-- EXERCISE OBJECTIVE --
In full and without change, return each entry.
---------------
PR #5944, opened 2023-06-27
Only add the little-used _REV instance IDs by request

hughsie:
This reduces the number of calls to fu_quirks_lookup_by_id_iter() by 15% and speeds up engine coldplug by about the same amount.

Add the flag to anything we know depends on the _REV GUIDs, and now we can add flags from LVFS metadata we worry less if we miss one device.

Type of pull request:

- [ ] Code fix
- [X] Feature
- [ ] Documentation

### DIFF
--- a/libfwupdplugin/fu-device.h
+++ b/libfwupdplugin/fu-device.h
@@ -538,6 +538,15 @@ typedef guint64 FuDeviceInternalFlags;
  */
 #define FU_DEVICE_INTERNAL_FLAG_MD_ONLY_CHECKSUM (1ull << 31)
 
+/**
+ * FU_DEVICE_INTERNAL_FLAG_ADD_INSTANCE_ID_REV:
+ *
+ * Add the `_REV` instance ID suffix.
+ *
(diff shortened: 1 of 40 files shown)


libfwupdplugin/fu-device.h
```diff
@@ -538,6 +538,15 @@ typedef guint64 FuDeviceInternalFlags;
  */
 #define FU_DEVICE_INTERNAL_FLAG_MD_ONLY_CHECKSUM (1ull << 31)
 
+/**
+ * FU_DEVICE_INTERNAL_FLAG_ADD_INSTANCE_ID_REV:
+ *
+ * Add the `_REV` instance ID suffix.
+ *
+ * Since: 1.9.1
```
superm1, line 546: 1.9.3

superm1 (approved):

libfwupdplugin/fu-device.h
hughsie: Fixed, thanks.

PR #5945, opened 2023-06-27
Do not use quirk lookups to match udev subsystems to plugins

hughsie:
This speeds up the engine startup by another 35%. We only need to track what plugin wants what udev subsystem and we can avoid 91 lookups for `BLOCK`, 65 for `PCI`, 57 for `PLATFORM`, 26 for `MEI` etc.

Type of pull request:

- [ ] Code fix
- [ ] Feature
- [ ] Documentation

### DIFF
--- a/libfwupdplugin/fu-context-private.h
+++ b/libfwupdplugin/fu-context-private.h
@@ -47,9 +47,13 @@ fu_context_get_firmware_gtypes(FuContext *self);
 GType
 fu_context_get_firmware_gtype_by_id(FuContext *self, const gchar *id);
 void
-fu_context_add_udev_subsystem(FuContext *self, const gchar *subsystem);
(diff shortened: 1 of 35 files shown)


superm1 (commented):
I think you should be dropping `FU_QUIRKS_PLUGIN` as well with this change too

hughsie:
> I think you should be dropping FU_QUIRKS_PLUGIN as well with this change too

I think the flashrom plugins use of the quirk is legitimate, no?

superm1:
> > I think you should be dropping FU_QUIRKS_PLUGIN as well with this change too
> 
> I think the flashrom plugins use of the quirk is legitimate, no?

Oh I forgot about that use. Yeah I guess it should stay then.

superm1 (approved):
---------------
-- RESULT FOR THIS TASK --
PR #5944, opened 2023-06-27
Only add the little-used _REV instance IDs by request

hughsie:
This reduces the number of calls to fu_quirks_lookup_by_id_iter() by 15% and speeds up engine coldplug by about the same amount.

Add the flag to anything we know depends on the _REV GUIDs, and now we can add flags from LVFS metadata we worry less if we miss one device.

Type of pull request:

- [ ] Code fix
- [X] Feature
- [ ] Documentation

### DIFF
--- a/libfwupdplugin/fu-device.h
+++ b/libfwupdplugin/fu-device.h
@@ -538,6 +538,15 @@ typedef guint64 FuDeviceInternalFlags;
  */
 #define FU_DEVICE_INTERNAL_FLAG_MD_ONLY_CHECKSUM (1ull << 31)
 
+/**
+ * FU_DEVICE_INTERNAL_FLAG_ADD_INSTANCE_ID_REV:
+ *
+ * Add the `_REV` instance ID suffix.
+ *
(diff shortened: 1 of 40 files shown)


libfwupdplugin/fu-device.h
```diff
@@ -538,6 +538,15 @@ typedef guint64 FuDeviceInternalFlags;
  */
 #define FU_DEVICE_INTERNAL_FLAG_MD_ONLY_CHECKSUM (1ull << 31)
 
+/**
+ * FU_DEVICE_INTERNAL_FLAG_ADD_INSTANCE_ID_REV:
+ *
+ * Add the `_REV` instance ID suffix.
+ *
+ * Since: 1.9.1
```
superm1, line 546: 1.9.3

superm1 (approved):

libfwupdplugin/fu-device.h
hughsie: Fixed, thanks.

PR #5945, opened 2023-06-27
Do not use quirk lookups to match udev subsystems to plugins

hughsie:
This speeds up the engine startup by another 35%. We only need to track what plugin wants what udev subsystem and we can avoid 91 lookups for `BLOCK`, 65 for `PCI`, 57 for `PLATFORM`, 26 for `MEI` etc.

Type of pull request:

- [ ] Code fix
- [ ] Feature
- [ ] Documentation

### DIFF
--- a/libfwupdplugin/fu-context-private.h
+++ b/libfwupdplugin/fu-context-private.h
@@ -47,9 +47,13 @@ fu_context_get_firmware_gtypes(FuContext *self);
 GType
 fu_context_get_firmware_gtype_by_id(FuContext *self, const gchar *id);
 void
-fu_context_add_udev_subsystem(FuContext *self, const gchar *subsystem);
(diff shortened: 1 of 35 files shown)


superm1 (commented):
I think you should be dropping `FU_QUIRKS_PLUGIN` as well with this change too

hughsie:
> I think you should be dropping FU_QUIRKS_PLUGIN as well with this change too

I think the flashrom plugins use of the quirk is legitimate, no?

superm1:
> > I think you should be dropping FU_QUIRKS_PLUGIN as well with this change too
> 
> I think the flashrom plugins use of the quirk is legitimate, no?

Oh I forgot about that use. Yeah I guess it should stay then.

superm1 (approved):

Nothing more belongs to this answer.